[Opening DATA EXTRACT section]

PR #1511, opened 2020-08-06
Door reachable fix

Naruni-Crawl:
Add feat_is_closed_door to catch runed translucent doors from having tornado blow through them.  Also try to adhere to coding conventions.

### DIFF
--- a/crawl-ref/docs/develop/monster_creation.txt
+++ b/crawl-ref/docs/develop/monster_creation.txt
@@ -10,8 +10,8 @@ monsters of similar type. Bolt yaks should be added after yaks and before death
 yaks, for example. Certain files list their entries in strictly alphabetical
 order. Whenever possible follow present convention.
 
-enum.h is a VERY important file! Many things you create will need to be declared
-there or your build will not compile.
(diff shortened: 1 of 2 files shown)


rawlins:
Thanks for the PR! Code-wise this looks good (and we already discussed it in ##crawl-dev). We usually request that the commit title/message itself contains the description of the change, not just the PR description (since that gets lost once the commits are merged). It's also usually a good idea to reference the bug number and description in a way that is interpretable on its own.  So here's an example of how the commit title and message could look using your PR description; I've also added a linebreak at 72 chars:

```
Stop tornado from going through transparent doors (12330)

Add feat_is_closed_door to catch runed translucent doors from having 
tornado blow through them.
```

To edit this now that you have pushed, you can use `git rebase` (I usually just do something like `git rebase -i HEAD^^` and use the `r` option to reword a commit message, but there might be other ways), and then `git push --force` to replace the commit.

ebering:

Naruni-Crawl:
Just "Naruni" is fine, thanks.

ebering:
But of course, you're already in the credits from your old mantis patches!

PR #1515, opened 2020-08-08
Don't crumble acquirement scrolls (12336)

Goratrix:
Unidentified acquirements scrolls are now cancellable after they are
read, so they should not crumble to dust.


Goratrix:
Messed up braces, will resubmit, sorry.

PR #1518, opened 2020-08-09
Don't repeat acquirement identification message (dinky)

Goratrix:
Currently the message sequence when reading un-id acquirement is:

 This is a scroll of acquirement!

[Closing DATA EXTRACT section]
[Opening DATA EXTRACT section]

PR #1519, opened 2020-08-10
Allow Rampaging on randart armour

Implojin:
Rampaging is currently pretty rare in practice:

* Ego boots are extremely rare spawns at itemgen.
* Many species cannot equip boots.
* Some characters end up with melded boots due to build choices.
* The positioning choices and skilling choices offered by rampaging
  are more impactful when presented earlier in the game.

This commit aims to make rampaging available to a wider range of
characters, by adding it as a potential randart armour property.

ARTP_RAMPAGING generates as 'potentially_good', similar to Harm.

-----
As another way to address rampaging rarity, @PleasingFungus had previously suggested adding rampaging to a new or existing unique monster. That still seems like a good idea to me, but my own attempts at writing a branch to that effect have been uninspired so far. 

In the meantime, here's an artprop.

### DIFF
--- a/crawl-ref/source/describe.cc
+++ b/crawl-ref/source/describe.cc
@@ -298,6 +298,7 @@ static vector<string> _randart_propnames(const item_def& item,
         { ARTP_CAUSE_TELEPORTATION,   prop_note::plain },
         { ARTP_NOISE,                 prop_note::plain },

[Closing DATA EXTRACT section]
[Opening DATA EXTRACT section]

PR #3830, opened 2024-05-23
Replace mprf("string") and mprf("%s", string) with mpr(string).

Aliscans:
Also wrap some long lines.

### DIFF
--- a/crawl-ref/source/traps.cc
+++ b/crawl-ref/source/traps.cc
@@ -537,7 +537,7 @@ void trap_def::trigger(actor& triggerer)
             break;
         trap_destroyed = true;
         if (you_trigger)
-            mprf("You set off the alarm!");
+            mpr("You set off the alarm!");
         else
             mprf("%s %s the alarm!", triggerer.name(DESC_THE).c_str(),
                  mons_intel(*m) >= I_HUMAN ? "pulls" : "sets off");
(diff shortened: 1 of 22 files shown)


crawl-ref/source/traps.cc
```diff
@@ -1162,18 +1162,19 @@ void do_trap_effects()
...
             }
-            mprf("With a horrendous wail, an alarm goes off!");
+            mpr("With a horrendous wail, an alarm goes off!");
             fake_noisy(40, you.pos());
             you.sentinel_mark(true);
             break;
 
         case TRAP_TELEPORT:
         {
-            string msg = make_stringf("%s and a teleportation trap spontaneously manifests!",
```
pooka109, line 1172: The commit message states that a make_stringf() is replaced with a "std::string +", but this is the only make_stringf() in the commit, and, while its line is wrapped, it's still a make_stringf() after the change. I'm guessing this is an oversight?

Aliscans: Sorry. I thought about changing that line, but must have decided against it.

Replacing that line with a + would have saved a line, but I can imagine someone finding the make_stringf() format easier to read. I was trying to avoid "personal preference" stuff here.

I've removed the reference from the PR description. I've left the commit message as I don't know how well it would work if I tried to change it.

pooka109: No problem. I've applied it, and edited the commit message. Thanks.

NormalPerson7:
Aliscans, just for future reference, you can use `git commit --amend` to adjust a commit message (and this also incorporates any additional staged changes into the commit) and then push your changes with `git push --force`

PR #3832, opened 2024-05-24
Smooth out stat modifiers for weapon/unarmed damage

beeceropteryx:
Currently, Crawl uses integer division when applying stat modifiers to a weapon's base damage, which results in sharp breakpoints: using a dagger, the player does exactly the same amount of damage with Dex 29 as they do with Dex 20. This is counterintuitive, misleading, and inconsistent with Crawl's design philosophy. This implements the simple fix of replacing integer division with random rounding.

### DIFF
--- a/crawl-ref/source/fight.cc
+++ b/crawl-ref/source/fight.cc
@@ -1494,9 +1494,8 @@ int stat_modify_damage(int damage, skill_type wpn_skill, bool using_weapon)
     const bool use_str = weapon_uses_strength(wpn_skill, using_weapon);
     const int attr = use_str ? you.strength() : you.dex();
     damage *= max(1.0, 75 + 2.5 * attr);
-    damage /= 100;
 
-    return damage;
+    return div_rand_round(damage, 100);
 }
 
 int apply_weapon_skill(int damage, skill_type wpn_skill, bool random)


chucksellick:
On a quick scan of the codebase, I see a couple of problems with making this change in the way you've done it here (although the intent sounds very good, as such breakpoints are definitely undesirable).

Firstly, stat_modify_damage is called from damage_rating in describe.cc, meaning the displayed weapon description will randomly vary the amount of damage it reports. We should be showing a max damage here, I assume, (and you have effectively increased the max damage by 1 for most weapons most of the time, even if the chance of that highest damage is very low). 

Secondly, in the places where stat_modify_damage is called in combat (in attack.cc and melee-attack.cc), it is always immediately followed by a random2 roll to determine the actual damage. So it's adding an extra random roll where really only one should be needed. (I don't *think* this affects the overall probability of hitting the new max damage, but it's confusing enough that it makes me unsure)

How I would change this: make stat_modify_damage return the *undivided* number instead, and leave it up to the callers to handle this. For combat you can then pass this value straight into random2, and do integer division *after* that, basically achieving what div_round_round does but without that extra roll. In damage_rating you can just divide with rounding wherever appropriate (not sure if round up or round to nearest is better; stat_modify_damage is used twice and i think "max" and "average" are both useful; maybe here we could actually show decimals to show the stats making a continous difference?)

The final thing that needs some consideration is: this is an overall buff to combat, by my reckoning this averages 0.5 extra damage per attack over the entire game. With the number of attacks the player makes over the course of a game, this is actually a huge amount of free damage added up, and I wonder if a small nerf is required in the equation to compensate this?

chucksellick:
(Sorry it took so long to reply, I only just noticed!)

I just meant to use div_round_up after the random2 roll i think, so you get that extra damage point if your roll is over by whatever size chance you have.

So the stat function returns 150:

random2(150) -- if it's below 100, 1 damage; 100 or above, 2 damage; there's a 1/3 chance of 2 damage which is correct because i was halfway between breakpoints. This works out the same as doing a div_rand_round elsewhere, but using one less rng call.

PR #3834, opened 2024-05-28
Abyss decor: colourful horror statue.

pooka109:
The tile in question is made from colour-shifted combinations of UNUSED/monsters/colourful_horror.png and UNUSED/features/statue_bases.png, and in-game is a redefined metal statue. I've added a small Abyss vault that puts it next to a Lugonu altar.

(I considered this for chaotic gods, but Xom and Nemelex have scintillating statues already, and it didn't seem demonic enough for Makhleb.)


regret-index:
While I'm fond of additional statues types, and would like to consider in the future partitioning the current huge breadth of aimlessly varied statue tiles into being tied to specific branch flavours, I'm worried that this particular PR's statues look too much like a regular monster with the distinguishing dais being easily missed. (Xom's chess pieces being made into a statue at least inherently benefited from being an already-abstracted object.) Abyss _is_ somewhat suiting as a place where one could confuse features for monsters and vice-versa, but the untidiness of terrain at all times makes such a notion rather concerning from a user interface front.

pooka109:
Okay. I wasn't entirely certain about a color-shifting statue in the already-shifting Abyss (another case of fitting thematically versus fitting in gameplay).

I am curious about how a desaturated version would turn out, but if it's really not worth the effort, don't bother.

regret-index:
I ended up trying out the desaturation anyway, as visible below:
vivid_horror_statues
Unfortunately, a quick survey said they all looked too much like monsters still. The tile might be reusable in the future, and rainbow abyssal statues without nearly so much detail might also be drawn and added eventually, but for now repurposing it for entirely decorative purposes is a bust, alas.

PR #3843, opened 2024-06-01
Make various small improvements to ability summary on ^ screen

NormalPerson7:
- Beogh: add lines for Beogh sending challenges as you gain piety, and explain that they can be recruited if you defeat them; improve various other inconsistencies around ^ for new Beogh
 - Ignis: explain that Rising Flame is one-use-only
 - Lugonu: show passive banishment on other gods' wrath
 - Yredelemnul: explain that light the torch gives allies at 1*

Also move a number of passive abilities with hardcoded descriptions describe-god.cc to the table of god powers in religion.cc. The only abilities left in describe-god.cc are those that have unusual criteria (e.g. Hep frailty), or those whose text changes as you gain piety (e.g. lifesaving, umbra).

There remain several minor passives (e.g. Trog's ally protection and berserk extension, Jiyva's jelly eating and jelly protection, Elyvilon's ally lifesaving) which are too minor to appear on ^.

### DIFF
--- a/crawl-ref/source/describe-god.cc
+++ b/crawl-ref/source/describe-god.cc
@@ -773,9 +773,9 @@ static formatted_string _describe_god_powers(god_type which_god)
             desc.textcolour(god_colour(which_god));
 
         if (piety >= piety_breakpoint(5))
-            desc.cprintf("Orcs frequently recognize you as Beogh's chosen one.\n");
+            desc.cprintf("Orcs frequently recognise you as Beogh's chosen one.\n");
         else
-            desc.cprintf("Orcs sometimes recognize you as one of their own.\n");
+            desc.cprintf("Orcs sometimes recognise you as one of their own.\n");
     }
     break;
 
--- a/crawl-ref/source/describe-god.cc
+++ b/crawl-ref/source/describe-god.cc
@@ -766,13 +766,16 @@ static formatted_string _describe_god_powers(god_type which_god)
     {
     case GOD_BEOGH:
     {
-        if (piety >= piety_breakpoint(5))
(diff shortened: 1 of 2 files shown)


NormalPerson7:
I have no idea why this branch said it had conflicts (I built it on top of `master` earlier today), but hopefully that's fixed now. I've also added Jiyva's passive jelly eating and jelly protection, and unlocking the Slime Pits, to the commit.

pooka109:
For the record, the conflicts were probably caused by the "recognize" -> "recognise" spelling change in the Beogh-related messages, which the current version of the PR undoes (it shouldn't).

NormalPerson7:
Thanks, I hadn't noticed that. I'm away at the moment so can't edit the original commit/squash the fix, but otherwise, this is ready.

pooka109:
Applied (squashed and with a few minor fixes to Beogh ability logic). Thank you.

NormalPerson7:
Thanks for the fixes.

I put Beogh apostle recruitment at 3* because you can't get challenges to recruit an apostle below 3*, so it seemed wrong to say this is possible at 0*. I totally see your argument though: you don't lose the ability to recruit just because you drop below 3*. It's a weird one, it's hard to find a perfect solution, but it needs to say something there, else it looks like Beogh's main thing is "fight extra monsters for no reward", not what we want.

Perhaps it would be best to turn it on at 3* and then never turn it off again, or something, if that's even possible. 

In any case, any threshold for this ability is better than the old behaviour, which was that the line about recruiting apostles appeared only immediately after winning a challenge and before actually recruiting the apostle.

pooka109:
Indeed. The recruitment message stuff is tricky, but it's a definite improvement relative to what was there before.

[Closing DATA EXTRACT section]

TASK
Only the lines above starting at the one containing "spawns at itemgen." and ending at the one containing "As another way", both included, are to be returned, exactly as they read.

ANSWER FOR THE TASK
* Ego boots are extremely rare spawns at itemgen.
* Many species cannot equip boots.
* Some characters end up with melded boots due to build choices.
* The positioning choices and skilling choices offered by rampaging
  are more impactful when presented earlier in the game.

This commit aims to make rampaging available to a wider range of
characters, by adding it as a potential randart armour property.

ARTP_RAMPAGING generates as 'potentially_good', similar to Harm.

-----
As another way to address rampaging rarity, @PleasingFungus had previously suggested adding rampaging to a new or existing unique monster. That still seems like a good idea to me, but my own attempts at writing a branch to that effect have been uninspired so far. 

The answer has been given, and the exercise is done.